Despite prophetic warnings from Dr. Relling (played with sardonic brilliance by Stanley Anderson, looking like a squashy, whiskey-soaked Anthony Hopkins), Gregers’s meddling has destroyed the entire family. While Hialmar vacillates between abandoning the household and completing his breakfast, Hedwig commits suicide in the attic to the accompaniment of screeching barnyard animals. Her body falls to the floor like another splattered egg. The arc light begins to turn in circles around the room. Old Ekdal stands babbling on the stairs. Hialmar, in an orgy of self-pity, shouts hysterically at the ceiling (‘‘How could you do this to me?’’) and turns to Gina for comfort. She shrinks at his touch. The spoiled priest Molvig starts praying. Dr. Relling hurls a drink in his face. Relling then drags Gregers the length of the stage to the couch and, shaking him like a puppy, forces his face into the dead body of his victim. Rising, Gregers pulls violently at Relling’s nose, Relling pulls Gregers’s hair, and with the two locked in a clumsy grapping match, Hedwig’s body falls slowly off the couch. Gregers runs from the room, hitting his head on the door frame, as Relling shouts after him, ‘‘Go to hell’’ (adding, with a grin, ‘‘See you tomorrow’’).

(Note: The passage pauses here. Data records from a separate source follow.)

PR #142, opened 2021-10-05
Fix scheme registration in pkg/apis/templates

julianKatz:
PR #138 introduced a bug: the type conversion functions required by the
Scheme for use in the ToVersionless functions of the v1, v1beta1,
v1alpha1 packages were missing.  This manifested itself as an error in
Gatekeeper:

"unable to convert template: converting (v1beta1.ConstraintTemplate) to
(templates.ConstraintTemplate): unknown conversion"

This problem was due to the ordering of init() functions.  init
functions are called according to the lexicographic order of their
containing files. zz_generated.conversion.go registers the conversion
functions with the scheme, but did so after the init() function
previously held in defaults.go due to the aforementioned ordering.  This
left the Scheme used in ToVersionless without the conversion functions
it was expected to have.

Rather than hack this ordering to ensure a correctly populated
`localSchemeBuilder`, this PR makes a schemeBuilder with the explicit
purpose of using it in the Scheme that's used in ToVersionless.  This
decouples the scheme from the ordering of init() funcs, resolving the
issue.

This PR also adds unit tests for each of the ToVersionless funcs,
ensuring such a problem won't happen again.

### DIFF
--- a/constraint/pkg/apis/templates/v1/scheme.go
+++ b/constraint/pkg/apis/templates/v1/scheme.go
@@ -1,0 +1,42 @@
+package v1
+
+import (
+	ctschema "github.com/open-policy-agent/frameworks/constraint/pkg/schema"
+	"k8s.io/apiextensions-apiserver/pkg/apis/apiextensions"
+	apiextensionsv1 "k8s.io/apiextensions-apiserver/pkg/apis/apiextensions/v1"
+	"k8s.io/apiextensions-apiserver/pkg/apiserver/schema"
+	"k8s.io/apimachinery/pkg/runtime"
+)
+
+const version = "v1"
+
+var (
+	structuralSchema *schema.Structural
+	sch              *runtime.Scheme
+)
+
+func init() {
+	// Prevent problems with ordering of init() function calls.  These
+	// functions are called according to the lexicographic order of their
+	// containing files.  As Register() is called on the localSchemeBuilder by
+	// zz_generated.conversion.go, the conversion functions haven't been
+	// registered with the localSchemeBuilder by the time this init() function
+	// runs.  We sidestep this problem by adding RegisterConversions here.
+	schemeBuilder := runtime.NewSchemeBuilder(localSchemeBuilder...)
+	schemeBuilder.Register(RegisterConversions)
+
+	sch = runtime.NewScheme()
+	var err error
+	if err = apiextensionsv1.AddToScheme(sch); err != nil {
+		panic(err)
+	}
+	if err = apiextensions.AddToScheme(sch); err != nil {
+		panic(err)
+	}
+	if err = schemeBuilder.AddToScheme(sch); err != nil {
+		panic(err)
+	}
+	if structuralSchema, err = ctschema.CRDSchema(sch, version); err != nil {
+		panic(err)
+	}
+}
--- a/constraint/pkg/apis/templates/v1/defaults.go
+++ b/constraint/pkg/apis/templates/v1/defaults.go
@@ -1,37 +1,9 @@
 package v1
 
 import (
-	ctschema "github.com/open-policy-agent/frameworks/constraint/pkg/schema"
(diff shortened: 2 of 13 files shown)


sozercan (approved):
Thank you! LGTM

constraint/pkg/apis/templates/v1/scheme.go
```diff
@@ -0,0 +1,42 @@
...
+
+func init() {
+	// Prevent problems with ordering of init() function calls.  These
+	// functions are called according to the lexicographic order of their
+	// containing files.  As Register() is called on the localSchemeBuilder by
+	// zz_generated.conversion.go, the conversion functions haven't been
+	// registered with the localSchemeBuilder by the time this init() function
+	// runs.  We sidestep this problem by adding RegisterConversions here.
+	schemeBuilder := runtime.NewSchemeBuilder(localSchemeBuilder...)
+	schemeBuilder.Register(RegisterConversions)
```
maxsmythe, line 26: We should create a scheme builder that explicitly registers all necessary registrations. Otherwise this function will still be vulnerable to failures due to reordering that changes the contents of `localSchemeBuilder`

maxsmythe (commented):
LGTM after changes

constraint/pkg/apis/templates/v1/scheme.go
willbeason: Define the schemeBuilder outside of a function as a global var to avoid ordering concerns:

```
var schemeBuilder = runtime.NewSchemeBuilder(fn1, fn2, fn3, ...)
```

willbeason: It's okay to have our own package-internal scheme,
```
var toVersionlessSchemeBuilder = runtime.NewSchemeBuilder(...)
```

constraint/pkg/apis/templates/v1/scheme.go
```diff
@@ -0,0 +1,42 @@
...
+)
+
+func init() {
+	// Prevent problems with ordering of init() function calls.  These
+	// functions are called according to the lexicographic order of their
+	// containing files.  As Register() is called on the localSchemeBuilder by
+	// zz_generated.conversion.go, the conversion functions haven't been
+	// registered with the localSchemeBuilder by the time this init() function
+	// runs.  We sidestep this problem by adding RegisterConversions here.
+	sb := runtime.NewSchemeBuilder(SchemeBuilder.AddToScheme, addDefaultingFuncs)
```
julianKatz, line 25: @maxsmythe @willbeason 

While I got rid of `localSchemeBuilder...`, I'm still using `SchemeBuilder.AddToScheme`.  This is a package level variable created in [register.go](https://github.com/open-policy-agent/frameworks/blob/master/constraint/pkg/apis/templates/v1/register.go#L37).  I could replicate the code there within this `init()` function, or as package level variables in that file.  But, I didn't see a real upside to duplicating that code as the usage I have above already decouples me from other `init()` functions, which was the real problem.

LMK if you disagree.

constraint/pkg/apis/templates/v1/scheme.go
```diff
@@ -0,0 +1,42 @@
...
+	apiextensionsv1 "k8s.io/apiextensions-apiserver/pkg/apis/apiextensions/v1"
+	"k8s.io/apiextensions-apiserver/pkg/apiserver/schema"
+	"k8s.io/apimachinery/pkg/runtime"
+)
+
+const version = "v1"
+
+var (
+	structuralSchema *schema.Structural
+	sch              *runtime.Scheme
```
willbeason, line 15: Use a more descriptive name than "sch". I'd recommend `versionedScheme`.

constraint/pkg/apis/templates/v1/scheme.go
willbeason: Looks good.

willbeason (approved):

This inspired scene, during which the audience is alternately juggling pathos, laughter, and surprise, is in retrospect the moment toward which the whole production moves, and it redeems whatever casting flaws, longueurs, or directorial excesses occasionally plague it. Using his own free stage version based on a translation by David Westerfer, Pintilie has made the work entirely contemporary and immediate without altering its essential structure. And that, of course, has been the major contribution of our expatriate Rumanian friends to our perception of the classics: to make us see them as fresh works of art rather than anthology pieces or curatorial artifacts. Ciulei, perhaps daunted by the critical atmosphere of New York, has momentarily flagged in his approach; but his protege, Pintilie, has picked up the fallen pennant and waved it proudly aloft.